▶ [Assigned task] Report the lines of the data below that contain the string "batch".

Stored data:

+--

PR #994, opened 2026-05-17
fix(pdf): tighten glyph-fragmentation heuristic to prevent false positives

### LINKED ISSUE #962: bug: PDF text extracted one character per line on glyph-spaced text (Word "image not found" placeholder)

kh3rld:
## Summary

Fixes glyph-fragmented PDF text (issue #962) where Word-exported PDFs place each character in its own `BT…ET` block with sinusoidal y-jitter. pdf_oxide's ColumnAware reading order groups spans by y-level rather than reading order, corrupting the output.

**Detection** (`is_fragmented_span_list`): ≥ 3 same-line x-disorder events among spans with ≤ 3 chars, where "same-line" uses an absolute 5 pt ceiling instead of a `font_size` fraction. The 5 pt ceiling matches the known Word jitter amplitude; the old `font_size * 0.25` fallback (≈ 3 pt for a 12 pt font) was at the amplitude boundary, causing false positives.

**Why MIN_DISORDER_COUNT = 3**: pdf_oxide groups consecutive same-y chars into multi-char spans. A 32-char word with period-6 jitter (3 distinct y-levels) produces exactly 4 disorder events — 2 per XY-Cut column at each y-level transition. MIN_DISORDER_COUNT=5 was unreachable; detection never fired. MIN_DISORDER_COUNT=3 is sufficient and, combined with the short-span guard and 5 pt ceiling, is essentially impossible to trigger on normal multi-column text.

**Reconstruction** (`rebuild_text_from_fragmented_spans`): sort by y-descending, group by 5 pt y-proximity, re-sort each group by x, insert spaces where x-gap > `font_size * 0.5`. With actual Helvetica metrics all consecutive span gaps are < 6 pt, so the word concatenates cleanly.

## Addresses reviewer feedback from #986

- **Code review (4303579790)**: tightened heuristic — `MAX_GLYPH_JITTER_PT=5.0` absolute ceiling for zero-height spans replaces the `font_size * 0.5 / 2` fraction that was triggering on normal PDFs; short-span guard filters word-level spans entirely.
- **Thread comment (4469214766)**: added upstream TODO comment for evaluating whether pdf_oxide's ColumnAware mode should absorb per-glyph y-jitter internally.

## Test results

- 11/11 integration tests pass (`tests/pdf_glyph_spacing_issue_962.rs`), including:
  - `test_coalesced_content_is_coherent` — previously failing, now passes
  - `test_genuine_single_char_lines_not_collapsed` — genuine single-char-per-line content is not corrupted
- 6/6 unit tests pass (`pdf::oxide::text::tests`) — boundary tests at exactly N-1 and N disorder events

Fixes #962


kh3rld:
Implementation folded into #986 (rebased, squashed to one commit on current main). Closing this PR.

+--

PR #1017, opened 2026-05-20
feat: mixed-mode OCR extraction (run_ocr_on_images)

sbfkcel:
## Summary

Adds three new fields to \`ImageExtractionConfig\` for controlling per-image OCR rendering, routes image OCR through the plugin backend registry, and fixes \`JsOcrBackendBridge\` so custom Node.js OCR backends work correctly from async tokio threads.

+--

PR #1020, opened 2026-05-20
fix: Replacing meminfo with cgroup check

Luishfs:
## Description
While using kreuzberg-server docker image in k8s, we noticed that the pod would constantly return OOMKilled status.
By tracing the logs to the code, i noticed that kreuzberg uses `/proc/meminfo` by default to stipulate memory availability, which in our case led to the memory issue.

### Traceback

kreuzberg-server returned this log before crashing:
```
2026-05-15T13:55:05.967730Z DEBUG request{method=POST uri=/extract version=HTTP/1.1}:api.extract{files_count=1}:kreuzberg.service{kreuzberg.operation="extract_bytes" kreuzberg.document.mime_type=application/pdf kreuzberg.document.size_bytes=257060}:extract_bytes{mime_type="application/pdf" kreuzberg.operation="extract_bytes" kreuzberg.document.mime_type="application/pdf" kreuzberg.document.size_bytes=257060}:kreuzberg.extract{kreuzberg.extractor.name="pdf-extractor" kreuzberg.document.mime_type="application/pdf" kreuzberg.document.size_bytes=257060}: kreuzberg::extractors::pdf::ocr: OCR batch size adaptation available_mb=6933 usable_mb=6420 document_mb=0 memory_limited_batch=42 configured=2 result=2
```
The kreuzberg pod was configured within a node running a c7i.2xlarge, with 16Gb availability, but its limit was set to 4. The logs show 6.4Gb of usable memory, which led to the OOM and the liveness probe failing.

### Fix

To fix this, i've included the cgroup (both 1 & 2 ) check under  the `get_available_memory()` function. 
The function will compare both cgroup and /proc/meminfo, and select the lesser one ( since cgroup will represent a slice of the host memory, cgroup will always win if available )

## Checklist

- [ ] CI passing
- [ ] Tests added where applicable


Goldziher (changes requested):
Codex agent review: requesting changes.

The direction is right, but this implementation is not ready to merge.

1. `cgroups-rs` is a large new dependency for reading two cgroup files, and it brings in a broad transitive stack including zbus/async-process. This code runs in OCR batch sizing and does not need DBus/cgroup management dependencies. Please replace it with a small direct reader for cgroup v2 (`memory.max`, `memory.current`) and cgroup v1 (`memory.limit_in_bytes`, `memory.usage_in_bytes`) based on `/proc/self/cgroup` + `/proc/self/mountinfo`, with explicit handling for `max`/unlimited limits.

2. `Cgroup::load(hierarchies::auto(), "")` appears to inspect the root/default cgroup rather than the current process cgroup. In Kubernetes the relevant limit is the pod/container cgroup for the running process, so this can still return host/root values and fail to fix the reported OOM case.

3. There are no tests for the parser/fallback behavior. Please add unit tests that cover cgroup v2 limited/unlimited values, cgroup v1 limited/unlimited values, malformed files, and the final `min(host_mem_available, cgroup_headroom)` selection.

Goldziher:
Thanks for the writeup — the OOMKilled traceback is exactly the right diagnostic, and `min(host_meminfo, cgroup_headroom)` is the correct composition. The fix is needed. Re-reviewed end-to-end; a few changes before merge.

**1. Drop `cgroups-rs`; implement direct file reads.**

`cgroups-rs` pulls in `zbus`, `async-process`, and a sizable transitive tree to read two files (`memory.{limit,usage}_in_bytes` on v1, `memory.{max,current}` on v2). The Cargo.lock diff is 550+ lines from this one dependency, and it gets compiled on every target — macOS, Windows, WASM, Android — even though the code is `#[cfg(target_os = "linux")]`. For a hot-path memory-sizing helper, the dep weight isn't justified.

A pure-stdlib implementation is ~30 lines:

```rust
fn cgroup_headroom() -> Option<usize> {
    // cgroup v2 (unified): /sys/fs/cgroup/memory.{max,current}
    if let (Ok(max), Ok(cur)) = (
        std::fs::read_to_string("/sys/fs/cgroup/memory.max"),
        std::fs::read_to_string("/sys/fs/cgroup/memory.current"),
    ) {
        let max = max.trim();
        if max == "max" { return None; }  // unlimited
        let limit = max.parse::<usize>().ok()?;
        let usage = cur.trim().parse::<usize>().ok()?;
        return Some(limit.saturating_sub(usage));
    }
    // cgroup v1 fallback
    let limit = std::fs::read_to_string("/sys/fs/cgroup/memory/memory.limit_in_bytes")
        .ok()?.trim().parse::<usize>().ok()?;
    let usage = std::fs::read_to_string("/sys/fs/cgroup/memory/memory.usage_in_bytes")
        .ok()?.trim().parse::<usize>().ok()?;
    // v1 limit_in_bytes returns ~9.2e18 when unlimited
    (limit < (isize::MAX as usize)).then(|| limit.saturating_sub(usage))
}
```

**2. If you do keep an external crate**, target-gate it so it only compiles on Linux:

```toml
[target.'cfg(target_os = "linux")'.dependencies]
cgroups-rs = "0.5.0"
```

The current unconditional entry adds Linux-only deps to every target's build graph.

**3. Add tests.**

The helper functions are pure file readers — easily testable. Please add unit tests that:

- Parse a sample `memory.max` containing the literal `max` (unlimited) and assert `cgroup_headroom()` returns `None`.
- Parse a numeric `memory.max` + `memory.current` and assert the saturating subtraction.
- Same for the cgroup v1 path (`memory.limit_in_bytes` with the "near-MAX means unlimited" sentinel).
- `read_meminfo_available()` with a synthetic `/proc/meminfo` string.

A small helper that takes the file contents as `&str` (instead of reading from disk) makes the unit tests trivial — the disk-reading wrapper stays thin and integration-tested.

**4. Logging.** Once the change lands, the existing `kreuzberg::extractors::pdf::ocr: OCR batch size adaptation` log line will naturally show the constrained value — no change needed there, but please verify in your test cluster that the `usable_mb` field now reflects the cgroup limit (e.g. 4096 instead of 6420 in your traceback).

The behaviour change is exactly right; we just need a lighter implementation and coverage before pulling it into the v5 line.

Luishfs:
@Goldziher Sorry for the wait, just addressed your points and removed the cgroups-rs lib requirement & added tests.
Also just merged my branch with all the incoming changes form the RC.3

+--

▶ [Your solution]
2026-05-15T13:55:05.967730Z DEBUG request{method=POST uri=/extract version=HTTP/1.1}:api.extract{files_count=1}:kreuzberg.service{kreuzberg.operation="extract_bytes" kreuzberg.document.mime_type=application/pdf kreuzberg.document.size_bytes=257060}:extract_bytes{mime_type="application/pdf" kreuzberg.operation="extract_bytes" kreuzberg.document.mime_type="application/pdf" kreuzberg.document.size_bytes=257060}:kreuzberg.extract{kreuzberg.extractor.name="pdf-extractor" kreuzberg.document.mime_type="application/pdf" kreuzberg.document.size_bytes=257060}: kreuzberg::extractors::pdf::ocr: OCR batch size adaptation available_mb=6933 usable_mb=6420 document_mb=0 memory_limited_batch=42 configured=2 result=2
1. `cgroups-rs` is a large new dependency for reading two cgroup files, and it brings in a broad transitive stack including zbus/async-process. This code runs in OCR batch sizing and does not need DBus/cgroup management dependencies. Please replace it with a small direct reader for cgroup v2 (`memory.max`, `memory.current`) and cgroup v1 (`memory.limit_in_bytes`, `memory.usage_in_bytes`) based on `/proc/self/cgroup` + `/proc/self/mountinfo`, with explicit handling for `max`/unlimited limits.
**4. Logging.** Once the change lands, the existing `kreuzberg::extractors::pdf::ocr: OCR batch size adaptation` log line will naturally show the constrained value — no change needed there, but please verify in your test cluster that the `usable_mb` field now reflects the cgroup limit (e.g. 4096 instead of 6420 in your traceback).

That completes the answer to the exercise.